PROBLEM DESCRIPTION →
Lines of the listing that contain "really" need to be copied.

SOURCE MATERIAL →
####################
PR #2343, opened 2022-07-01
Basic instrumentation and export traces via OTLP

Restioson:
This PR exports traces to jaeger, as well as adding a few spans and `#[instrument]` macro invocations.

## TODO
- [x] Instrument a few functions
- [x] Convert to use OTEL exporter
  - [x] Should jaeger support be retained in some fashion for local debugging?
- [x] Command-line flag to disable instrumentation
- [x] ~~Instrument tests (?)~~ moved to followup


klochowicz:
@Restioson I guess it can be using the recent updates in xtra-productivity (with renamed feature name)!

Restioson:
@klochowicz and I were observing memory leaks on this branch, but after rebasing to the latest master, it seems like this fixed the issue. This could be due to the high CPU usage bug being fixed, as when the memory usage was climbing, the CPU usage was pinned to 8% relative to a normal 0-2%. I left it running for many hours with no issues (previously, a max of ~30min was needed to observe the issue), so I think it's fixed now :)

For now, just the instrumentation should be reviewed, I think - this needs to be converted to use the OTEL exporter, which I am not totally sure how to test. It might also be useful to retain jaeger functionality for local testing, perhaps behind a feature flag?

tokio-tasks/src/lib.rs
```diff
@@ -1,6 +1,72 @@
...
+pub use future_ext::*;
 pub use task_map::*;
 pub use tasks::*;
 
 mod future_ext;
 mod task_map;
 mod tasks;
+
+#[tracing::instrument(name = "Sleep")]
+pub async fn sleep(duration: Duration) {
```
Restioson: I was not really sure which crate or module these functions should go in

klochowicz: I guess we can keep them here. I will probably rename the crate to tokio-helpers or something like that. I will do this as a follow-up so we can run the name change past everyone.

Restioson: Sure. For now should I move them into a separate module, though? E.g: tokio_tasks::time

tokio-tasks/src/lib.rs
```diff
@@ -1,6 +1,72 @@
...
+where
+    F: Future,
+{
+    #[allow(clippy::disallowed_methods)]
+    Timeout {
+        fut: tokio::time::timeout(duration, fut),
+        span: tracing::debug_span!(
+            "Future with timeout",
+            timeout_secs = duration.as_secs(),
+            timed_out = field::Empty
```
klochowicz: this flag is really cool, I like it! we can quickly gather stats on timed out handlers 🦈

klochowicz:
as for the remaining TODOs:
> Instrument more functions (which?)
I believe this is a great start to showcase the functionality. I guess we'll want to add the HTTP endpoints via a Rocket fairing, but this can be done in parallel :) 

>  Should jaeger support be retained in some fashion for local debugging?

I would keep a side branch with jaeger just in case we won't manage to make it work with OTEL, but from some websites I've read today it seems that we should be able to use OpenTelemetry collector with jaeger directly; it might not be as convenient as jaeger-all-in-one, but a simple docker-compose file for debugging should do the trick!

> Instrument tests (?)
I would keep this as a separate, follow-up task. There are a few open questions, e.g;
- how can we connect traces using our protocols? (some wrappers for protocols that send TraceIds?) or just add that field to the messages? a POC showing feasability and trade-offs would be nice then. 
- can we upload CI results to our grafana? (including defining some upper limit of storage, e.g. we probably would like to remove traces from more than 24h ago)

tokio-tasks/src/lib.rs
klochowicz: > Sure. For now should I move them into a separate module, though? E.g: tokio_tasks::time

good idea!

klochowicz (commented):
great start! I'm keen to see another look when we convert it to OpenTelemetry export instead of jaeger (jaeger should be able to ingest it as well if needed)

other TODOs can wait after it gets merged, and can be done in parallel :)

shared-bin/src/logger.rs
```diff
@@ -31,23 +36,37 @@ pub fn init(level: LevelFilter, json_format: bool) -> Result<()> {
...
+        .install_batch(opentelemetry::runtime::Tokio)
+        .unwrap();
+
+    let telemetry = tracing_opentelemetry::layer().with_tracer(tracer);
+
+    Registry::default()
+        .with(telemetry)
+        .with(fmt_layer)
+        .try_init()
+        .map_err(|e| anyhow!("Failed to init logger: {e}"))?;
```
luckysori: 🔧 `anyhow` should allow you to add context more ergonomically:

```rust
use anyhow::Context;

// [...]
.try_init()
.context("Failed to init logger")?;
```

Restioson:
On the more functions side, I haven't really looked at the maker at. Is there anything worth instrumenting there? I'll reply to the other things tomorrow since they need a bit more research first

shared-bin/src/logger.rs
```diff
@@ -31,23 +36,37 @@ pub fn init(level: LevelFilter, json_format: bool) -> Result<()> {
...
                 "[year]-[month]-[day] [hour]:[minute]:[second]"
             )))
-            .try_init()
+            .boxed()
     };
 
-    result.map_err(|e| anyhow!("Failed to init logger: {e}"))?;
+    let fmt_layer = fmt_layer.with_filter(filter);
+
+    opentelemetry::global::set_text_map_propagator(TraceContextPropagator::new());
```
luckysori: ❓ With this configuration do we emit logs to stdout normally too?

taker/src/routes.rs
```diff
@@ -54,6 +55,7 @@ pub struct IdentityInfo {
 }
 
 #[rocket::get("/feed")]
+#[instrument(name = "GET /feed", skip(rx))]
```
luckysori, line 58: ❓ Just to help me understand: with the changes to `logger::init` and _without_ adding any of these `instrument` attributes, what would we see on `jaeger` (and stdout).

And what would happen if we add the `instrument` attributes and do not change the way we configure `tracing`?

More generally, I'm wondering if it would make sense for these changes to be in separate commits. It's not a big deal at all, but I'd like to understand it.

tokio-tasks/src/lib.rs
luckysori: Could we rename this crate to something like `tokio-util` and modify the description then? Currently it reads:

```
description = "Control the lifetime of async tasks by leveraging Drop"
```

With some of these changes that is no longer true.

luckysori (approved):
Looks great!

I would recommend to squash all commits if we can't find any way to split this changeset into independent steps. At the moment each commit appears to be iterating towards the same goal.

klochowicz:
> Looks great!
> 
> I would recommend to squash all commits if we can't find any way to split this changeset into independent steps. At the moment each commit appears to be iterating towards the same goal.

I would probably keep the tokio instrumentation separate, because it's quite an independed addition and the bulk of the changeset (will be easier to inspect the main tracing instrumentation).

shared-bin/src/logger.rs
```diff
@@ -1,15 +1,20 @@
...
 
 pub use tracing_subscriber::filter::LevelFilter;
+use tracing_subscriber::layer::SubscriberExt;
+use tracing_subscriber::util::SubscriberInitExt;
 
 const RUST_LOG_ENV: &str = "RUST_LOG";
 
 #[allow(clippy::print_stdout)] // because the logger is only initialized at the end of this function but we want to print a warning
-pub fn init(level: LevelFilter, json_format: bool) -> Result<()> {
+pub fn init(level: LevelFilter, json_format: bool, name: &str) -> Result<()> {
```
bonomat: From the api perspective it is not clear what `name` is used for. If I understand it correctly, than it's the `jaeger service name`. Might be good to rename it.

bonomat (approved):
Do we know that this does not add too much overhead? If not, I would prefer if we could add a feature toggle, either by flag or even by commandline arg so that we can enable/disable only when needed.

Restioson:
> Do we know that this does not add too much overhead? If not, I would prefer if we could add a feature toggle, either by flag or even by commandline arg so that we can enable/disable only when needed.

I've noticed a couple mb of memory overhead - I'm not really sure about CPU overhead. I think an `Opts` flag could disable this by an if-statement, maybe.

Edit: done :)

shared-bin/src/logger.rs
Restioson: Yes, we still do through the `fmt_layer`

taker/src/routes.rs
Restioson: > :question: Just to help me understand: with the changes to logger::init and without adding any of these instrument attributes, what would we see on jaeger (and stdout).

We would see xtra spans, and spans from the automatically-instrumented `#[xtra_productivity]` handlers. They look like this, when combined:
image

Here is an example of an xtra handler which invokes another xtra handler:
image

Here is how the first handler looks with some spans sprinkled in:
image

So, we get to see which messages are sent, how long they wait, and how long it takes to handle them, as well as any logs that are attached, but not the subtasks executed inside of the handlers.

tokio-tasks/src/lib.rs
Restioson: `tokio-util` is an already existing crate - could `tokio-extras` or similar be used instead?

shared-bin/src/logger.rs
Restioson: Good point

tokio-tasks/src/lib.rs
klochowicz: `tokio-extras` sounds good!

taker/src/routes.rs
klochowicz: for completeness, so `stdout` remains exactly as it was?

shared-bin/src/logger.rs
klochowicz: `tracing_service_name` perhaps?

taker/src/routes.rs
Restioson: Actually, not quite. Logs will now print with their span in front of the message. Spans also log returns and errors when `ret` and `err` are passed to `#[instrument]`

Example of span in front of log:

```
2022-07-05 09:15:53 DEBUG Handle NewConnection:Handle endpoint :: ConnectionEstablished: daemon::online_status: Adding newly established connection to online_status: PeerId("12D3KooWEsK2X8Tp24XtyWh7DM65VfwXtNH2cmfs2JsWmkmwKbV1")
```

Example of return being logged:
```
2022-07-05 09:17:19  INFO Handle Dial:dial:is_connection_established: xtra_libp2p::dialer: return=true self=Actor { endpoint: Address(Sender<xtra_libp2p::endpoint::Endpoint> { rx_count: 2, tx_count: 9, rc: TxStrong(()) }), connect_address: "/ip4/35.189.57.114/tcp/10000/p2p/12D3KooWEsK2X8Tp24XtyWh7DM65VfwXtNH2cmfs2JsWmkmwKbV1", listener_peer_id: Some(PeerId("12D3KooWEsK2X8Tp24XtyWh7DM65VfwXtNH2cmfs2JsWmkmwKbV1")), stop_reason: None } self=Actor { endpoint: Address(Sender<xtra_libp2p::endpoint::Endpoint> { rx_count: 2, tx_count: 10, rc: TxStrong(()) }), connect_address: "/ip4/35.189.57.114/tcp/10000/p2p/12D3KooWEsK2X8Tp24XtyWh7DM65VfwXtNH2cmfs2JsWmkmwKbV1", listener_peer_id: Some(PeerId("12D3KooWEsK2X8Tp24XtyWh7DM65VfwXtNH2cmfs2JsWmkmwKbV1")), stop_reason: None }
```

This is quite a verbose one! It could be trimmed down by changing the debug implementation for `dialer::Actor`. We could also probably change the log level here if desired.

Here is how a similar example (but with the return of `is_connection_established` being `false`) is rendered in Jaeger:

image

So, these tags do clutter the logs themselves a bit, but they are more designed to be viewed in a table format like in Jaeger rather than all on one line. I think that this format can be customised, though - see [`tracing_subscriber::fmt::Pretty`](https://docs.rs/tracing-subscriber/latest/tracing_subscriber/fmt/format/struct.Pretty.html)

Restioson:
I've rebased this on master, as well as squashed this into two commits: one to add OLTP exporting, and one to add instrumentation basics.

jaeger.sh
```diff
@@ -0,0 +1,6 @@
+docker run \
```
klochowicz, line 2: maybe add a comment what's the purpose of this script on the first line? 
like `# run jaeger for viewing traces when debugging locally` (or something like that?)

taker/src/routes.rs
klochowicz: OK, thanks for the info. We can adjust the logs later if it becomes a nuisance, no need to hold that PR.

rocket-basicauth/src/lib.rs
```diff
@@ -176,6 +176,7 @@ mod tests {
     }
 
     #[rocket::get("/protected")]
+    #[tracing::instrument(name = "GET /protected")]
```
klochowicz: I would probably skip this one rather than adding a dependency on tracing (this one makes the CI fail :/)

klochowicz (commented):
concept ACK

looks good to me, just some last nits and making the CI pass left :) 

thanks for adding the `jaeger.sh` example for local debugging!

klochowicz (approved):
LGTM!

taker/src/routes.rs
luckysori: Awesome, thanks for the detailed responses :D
####################
ANSWER AREA →
Restioson: I was not really sure which crate or module these functions should go in
klochowicz: this flag is really cool, I like it! we can quickly gather stats on timed out handlers 🦈
On the more functions side, I haven't really looked at the maker at. Is there anything worth instrumenting there? I'll reply to the other things tomorrow since they need a bit more research first
I've noticed a couple mb of memory overhead - I'm not really sure about CPU overhead. I think an `Opts` flag could disable this by an if-statement, maybe.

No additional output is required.